• _DIRECTIONS FOR THIS TASK_
Among the lines of the records below, copy those that hold the word "IsNaN".

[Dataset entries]
PR #1290, opened 2015-12-01
Cpu safe

erendrake:
After all the work building up kOS.Safe i finally was able to move the goal of the whole project. CPU.cs

there is more to do because i added a new config that needs to get documented and i havent even tried it in game yet.

### DIFF
--- a/doc/source/structures/misc/config.rst
+++ b/doc/source/structures/misc/config.rst
@@ -65,6 +65,10 @@ Configuration of kOS
           - boolean
           - True
           - Force the telnet server to use loopback (127.0.0.1) address
+        * - :attr:`DEBUGEACHOPCODE`
+          - boolean
+          - false
+          - Unholy debug spam used by the kOS developers
 
 .. attribute:: Config:IPU
 
@@ -208,4 +212,18 @@ Configuration of kOS
 
     To make the change take effect you may have to
     stop, then restart the telnet server, as described above.
+
+.. attribute:: Config:DEBUGEACHOPCODE
+
+    :access: Get/Set
+    :type: boolean
+
+    Configures the ``DebugEachOpcode`` setting.
+
+    If true, each opcode that is executed by the CPU will be accompanied by 
+    an entry in the KSP log. This is a debugging tool for those who are very 
+    familiar with the inner workings of kOS and should rarely be used outside
+    the kOS dev team
+
+    This change takes effect immediately 
 
--- a/doc/source/structures/misc/config.rst
+++ b/doc/source/structures/misc/config.rst
@@ -220,10 +220,12 @@ Configuration of kOS
 
     Configures the ``DebugEachOpcode`` setting.
 
+    NOTE: This makes the game VERY slow, use with caution.
+
     If true, each opcode that is executed by the CPU will be accompanied by 
     an entry in the KSP log. This is a debugging tool for those who are very 
     familiar with the inner workings of kOS and should rarely be used outside
-    the kOS dev team
+    the kOS dev team.
 
-    This change takes effect immediately 
+    This change takes effect immediately.
 
--- a/src/kOS.Safe/Execution/CPU.cs
+++ b/src/kOS.Safe/Execution/CPU.cs
@@ -1,16 +1,15 @@
-﻿using System;
+﻿using kOS.Safe.Binding;
+using kOS.Safe.Compilation;
+using kOS.Safe.Exceptions;
+using kOS.Safe.Utilities;
+using System;
 using System.Collections.Generic;
 using System.Diagnostics;
 using System.Linq;
 using System.Text;
-using kOS.Safe.Binding;
-using kOS.Safe.Compilation;
-using kOS.Safe.Exceptions;
-using kOS.Safe.Execution;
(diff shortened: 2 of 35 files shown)


doc/source/structures/misc/config.rst
```diff
@@ -209,3 +213,17 @@ Configuration of kOS
...
+
+    :access: Get/Set
+    :type: boolean
+
+    Configures the ``DebugEachOpcode`` setting.
+
+    If true, each opcode that is executed by the CPU will be accompanied by 
+    an entry in the KSP log. This is a debugging tool for those who are very 
+    familiar with the inner workings of kOS and should rarely be used outside
+    the kOS dev team
```
Dunbaratu: I'd also be sure to mention to people that it greatly lags the game by a lot, just to help discourage it's use.

erendrake: darn, i meant to do that. Thanks!

erendrake: done

src/kOS.Safe/Execution/CPU.cs
```diff
@@ -704,16 +695,17 @@ public object GetValue(object testValue, bool barewordOkay = false)
...
             // flags used internally:
-            if (testValue is string &&
-                ((string)testValue).Length > 1 &&
-                ((string)testValue)[0] == '$' &&
-                ((string)testValue)[1] != '<')
+            var identifier = testValue as string;
+            if (identifier == null ||
+                identifier.Length <= 1 ||
+                identifier[0] != '$' ||
+                identifier[1] == '<')
```
Dunbaratu: Presumably this will be a merge conflict with what @hvacengi is doing.

src/kOS.Safe/Execution/CPU.cs
```diff
@@ -704,16 +695,17 @@ public object GetValue(object testValue, bool barewordOkay = false)
             // If it's a variable, meaning it starts with "$" but
             // does NOT have a value like $<.....>, which are special
             // flags used internally:
```
Dunbaratu: Given that you flipped the meaning of the 'if' condition below to mean the opposite, that makes this comment misleading now because it's describing the old if condition and you didn't edit it to match.

But this all may be moot as I expect @hvacengi gutted this whole check in favor of something that doesn't need to examine the string prefixes anyway.

src/kOS.Safe/Execution/CPU.cs
```diff
@@ -884,18 +876,18 @@ public void EndWait()
...
         {
-            bool showStatistics = Config.Instance.ShowStatistics;
+            bool showStatistics = SafeHouse.Config.ShowStatistics;
             Stopwatch updateWatch = null;
             Stopwatch triggerWatch = null;
             Stopwatch executionWatch = null;
-            double triggerElapsed = 0.0;
-            double executionElapsed = 0.0;
+            var triggerElapsed = 0.0;
+            var executionElapsed = 0.0;
```
Dunbaratu: Man I really hate how the automated tool you run does this.

src/kOS.Safe/Execution/Stack.cs
```diff
@@ -61,13 +60,14 @@ private object ProcessItem(object item)
...
 
-                if (!Double.IsNaN((double)item) && outOfBounds)
+                if (!double.IsNaN(doubleItem) && outOfBounds)
                 {
-                    int intPart = Convert.ToInt32(item);
-                    if ((double)item == intPart)
-                        item = intPart;
+                    int intItem = Convert.ToInt32(item);
+                    if (doubleItem == intItem)
+                        item = intItem;
```
Dunbaratu: This has nothing to do with your change, but I suspect this naming of variables was wrong all along.

I had a hard time following the logic here just now until I realized that the way it's written, `outOfBouds` is *actually* a boolean that means `isInBounds` - exactly the opposite of what it says.

src/kOS.Safe/Execution/CPU.cs
hvacengi: so far I'm keeping my hands off the cpu class.  I'm planning on merging this PR with mine after I've tested it out, so I'll handle any merges that conflict like this.  The way I have it currently implemented however, this change shouldn't be a problem.  Because I'm using the new methods directly from compile time, only system values will cast as a string (even though `StringValue` has an implicit conversion to string, this is not taken into account by the `as` operator, or so the documentation says).

src/kOS.Safe/Execution/CPU.cs
hvacengi: I expect that yes, the prefix check will be obsolete.  I noted it as such with a TODO in my first run through, but as noted above the CPU changes have been put on hold so I didn't commit those changes.

src/kOS.Safe/Execution/Stack.cs
hvacengi: I caught that too, if you look at the implementation in `ScalarValue.Create` I changed the name to `inBounds`, I did not refactor the method the same way that @erendrake did however.  I'll plan on copying this syntax to my implementation for consistency sake, but it will probably end up deleted from the stack when my PR is ready to merge.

• _EXERCISE RESULT_
-                if (!Double.IsNaN((double)item) && outOfBounds)
+                if (!double.IsNaN(doubleItem) && outOfBounds)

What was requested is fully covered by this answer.